Why use semi-directional antennas, beamforming, higher transmit power, etc. to increase AP range if you cannot increase the transmit power of the client STA as well? Wouldn't these methods of increasing the range of the AP be bottlenecked by the limited range of the client anyway?
The short answer is the client STA is almost always the limiting factor on AP range, and that's a good concept to understand. That being said;
A directional antenna would allow you to increase usable coverage distance (not necessarily coverage area) even without raising the Tx power on the client STA. The AP's energy would be more focused at the client and the directional antenna would allow the AP to better hear signals from the (presumed) omni antenna in the client STA.
Beamforming is more about improving link quality than actual range, although greater usable range often is a result.
Higher Tx power will only be effective if you have it set far too low to begin with. Tx power that is too high is exactly what causes near-far issues where the client can Rx the AP traffic but not vis-versa.
Remember, our goal as wireless engineers is to achieve the best possible user experience. In every single one of my projects, that is achieved with a laundry list of small improvements, and all of those improvements are site/customer specific.
It may not affect your question, but I have found (real) Sensitivity is a much bigger factor than output power for range.
WLAN design typically starts with figuring out the S.O.M. System Operating Margin. SOM is typically based on the worst STA which typically means the STA with the worst “receive sensitivity”. Typically todays WLAN’s are being designed for maximum capacity.
When was the last time you surveyed for range?
If your using say a Cisco 1262(2.4GHz) with 5db Omni’s @13dBm say your output power is 15dBm (-3 for connectors)
Free space path loss @50 feet is 64dB
If you’re looking for -67 for the STA then your SOM is 18dB, or quality WLAN coverage.
Hope this helps?
Yes Agreed! A Link between AP & STA is always UPLINK limited & most of the survey engineers overlook this part.

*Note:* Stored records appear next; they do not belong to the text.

Issue #3084, opened 2023-01-09
Broken link and missing documentation for `cos_solar_zenith_angle()`


Aariq:
### Bug Description

The documentation for `cos_solar_zenith_angle()`, an exported function in `PEcAn.data.atmosphere` has only a 1 sentence description that points the user to what is now a spam gambling website. The arguments are not well explained and there is no example. For example, I don't understand what the difference between `dt` (Timestep) and `hr` (Hours timestep) is.

## Expected behavior

Use the `@references` roxygen2 tag to add a reference
Use `@examples` to add examples (required by CRAN I think)

OR make this a non-exported, internal function.

deep-poharkar:
can you assign me this?

Sweetdevil144:
I see the issue is still open and still requires attention. i wanted to proceed with this and fix it and would propose the following changes for now : 

```R
#' Cosine of Solar Zenith Angle
#'
#' Calculates the cosine of the solar zenith angle based on the given parameters. 
#' This angle is crucial in determining the amount of solar radiation reaching a point on Earth.
#'
#' @param doy Day of year. Integer representing the day of the year (1-365).
#' @param lat Latitude in degrees. Positive for the Northern Hemisphere and negative for the Southern Hemisphere.
#' @param lon Longitude in degrees. Positive for East and negative for West.
#' @param dt Time interval in seconds. Represents the duration over which the measurement is averaged or integrated.
#' @param hr Hour of the day (0-23). Specifies the specific hour for which the calculation is made.
#'
#' @return Numeric value representing the cosine of the solar zenith angle.
#'
#' @references 
#' "Understanding Solar Position and Solar Radiation" - RAMMB: [Link](https://rammb.cira.colostate.edu/wmovl/vrl/tutorials/euromet/courses/english/nwp/n5720/n5720005.htm)
#'
#' @examples
#' cos_solar_zenith_angle(doy = 150, lat = 45, lon = -93, dt = 3600, hr = 12)
#'
#' @export
cos_solar_zenith_angle <- function(doy, lat, lon, dt, hr) {
  # Function implementation (remains the same)
}
```

Any recommendation @Aariq ?
We can also proceed with adding documentations for other similar functions too which have low descriptions.

Aariq:
I'm not an expert at this kind of thing, but the documentation is clear to me

dlebauer:
@Sweetdevil144 I agree, that looks clear. Feel free to submit a PR

PR #3120, opened 2023-02-17
fixed the missing documentation.

deep-poharkar:
## Description

I tried to fix (Broken link and missing documentation for cos_solar_zenith_angle() #3084) by providing description, references and example. The given link in description was working but I can update that if needed. I want you to review and tell me what exactly needs to be changed. I am not sure about what should I write in @example

## Motivation and Context

This will fix the #3084 which will improve the documentation.

## Review Time Estimate

- [ ] Immediately
- [ ] Within one week
- [x] When possible

## Types of changes

## Checklist:


mdietze (changes requested):
Doesn't really address the core problems raised in https://github.com/PecanProject/pecan/issues/3084 (e.g. dt vs hr, what are the units on these things? which things are scalars vs vectors?) but instead just reiterates information that's already present in a slightly different (but not necessarily better) format.

FWIW, I don't know if someone already fixed the link issue mentioned in #3084, but that doesn't seem to be a problem for me.

deep-poharkar:
@mdietze can you review the improved one.

modules/data.atmosphere/R/solar_angle.R
```diff
@@ -2,6 +2,27 @@
...
 #'
+#' @description
+#' `cos_solar_zenith_angle` returns the cosine of solar zenith angle.
+#' The cosine of the solar zenith angle (cossza) is the angle between the sun’s rays and the vertical
+#' This solar zenith angle is normally used in combination with the solar azimuth angle to determine the position of the Sun as observed from a given location on the surface of the Earth.
+#' The cosine of the solar zenith angle (cossza) is also a key component in Mean Radiant Temperature(MRT).
+#' It is required for photolysis.
+#'
+#' doy Day of year : It is the day when you are calculating the angle.
+#' lat Latitude : Latitude measures the distance north or south of the equator. The primary unit of latitude is degrees (°).
```
mdietze, line 13: Ok, but does the function want decimal degrees, or degrees, minutes, seconds?

modules/data.atmosphere/R/solar_angle.R
```diff
@@ -2,6 +2,27 @@
...
+#' lon Longitude : Longitude measures distance east or west of the prime meridian. The primary unit of longitude is degrees (°).
+#' dt Timestep : Timestep is a scalar quantity.
+#' hr Hours timestep : It is a timestep in hours format.
```
mdietze, line 16: Still doesn't really explain what dt and hr actually are and what acceptable values are. Looking at the code, hr isn't a "timestep" it's the time of day that you're trying to predict zenith angle for (If I'd written this function I'd have put it next to doy to make this connection more obvious). Looking at the code I'd guess this should be a number between 0-24 and that decimal values are acceptable (i.e. one should use fractional hours instead of minutes). I agree dt is probably a scalar, but you likewise still haven't said what it actually is or what acceptable values are. My best guess it that the author of the function anticipated that many people would be passing in vectors of days and hours, and thus if you have a whole vector of times you might actually want to do the calculation for the midpoint between two timesteps. dt thus tells the function how far apart values in hr are. Seeing that this is calculated by dividing dt by 86400 and then multiplying by 24, it looks like dt needs to be in SECONDS. In my mind dt should probably be given a default of 0.

modules/data.atmosphere/R/solar_angle.R
deep-poharkar: decimal degrees.

modules/data.atmosphere/R/solar_angle.R
deep-poharkar: sure, I have made the changes in the code and made it more in detail. I have one doubt should I write an example, if so then it'll take too many lines.

deep-poharkar:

There's catch here. When you talked about all these features, including Power, Beamforming etc, you didn't talk about EIRP/Antenna part.
Someone just pointed out that AP Sensitivity is more important criteria, and I agree with him. With Carrier Wi-Fi, most of the time you would find end customers always evaluate two models based on Rx Sensitivity & EIRP. Rest doesn't matter most of the time (my experience).
So what you do? Wrong approach would be to increase AP power, but increase EIRP by putting high gain directional antenna to improve on UPLINK limitation.
Hope this helps.
Lots of replies hitting on this idea but I'd like to state it specifically - antennas provide bi-directional gain; that is, to both the AP and STA. Though the gain will not be equal in both directions (always more from the transmit side at the antenna), the higher gain of directional antennas will affect both the AP and the STA.
Can you provide a cite for "Though the gain will not be equal in both directions..."?
My understanding of the "Theorem of Electromagnetic Reciprocity" indicates that the receive gain and the transmit gain should be the same. I understand the exceptions, but they mostly don't apply to the antennas commonly used in Wi-Fi (and similar) systems.
I've reread the post and my response and apologize for having wandered into old habits regarding directional antennas, which I often tend to translate as "parabolic". Parabolic antennas with subreflectors exhibit more gain in the transmit direction than in the receive direction as a function of the focus of the beam at the local source vs. the distant end. While this may not be true in other antenna types, and is not often delineated in theoretical discussions, it is a known (measured) characteristic of parabolics (which, again, I mistakenly referenced). Antenna datasheets (such as http://www.gatr.com/products/2-4-antenna-system) typically reflect this characteristic.
The difference between send and receive gain seems to be greatest in the C-band. Is this a wide-band antenna/wavelength design compromise ?
If so, could you design a narrow bandwidth antenna with equally good send/receive performance ?
As you can see from the listed specifications, the lower frequency/longer wavelength results in greater differentiation of gains for tx and rx. So, yes, I believe that it is a part of the wide-band antenna/wavelength design compromise that you mentioned. However, I'd suggest that beamwidth is a factor, as well. Although I did not intend to get this far in our discussion/research, I would suspect that you would see a convergence of gains as you narrow bandwidth, but do not believe you would have the same result by narrowing beamwidth.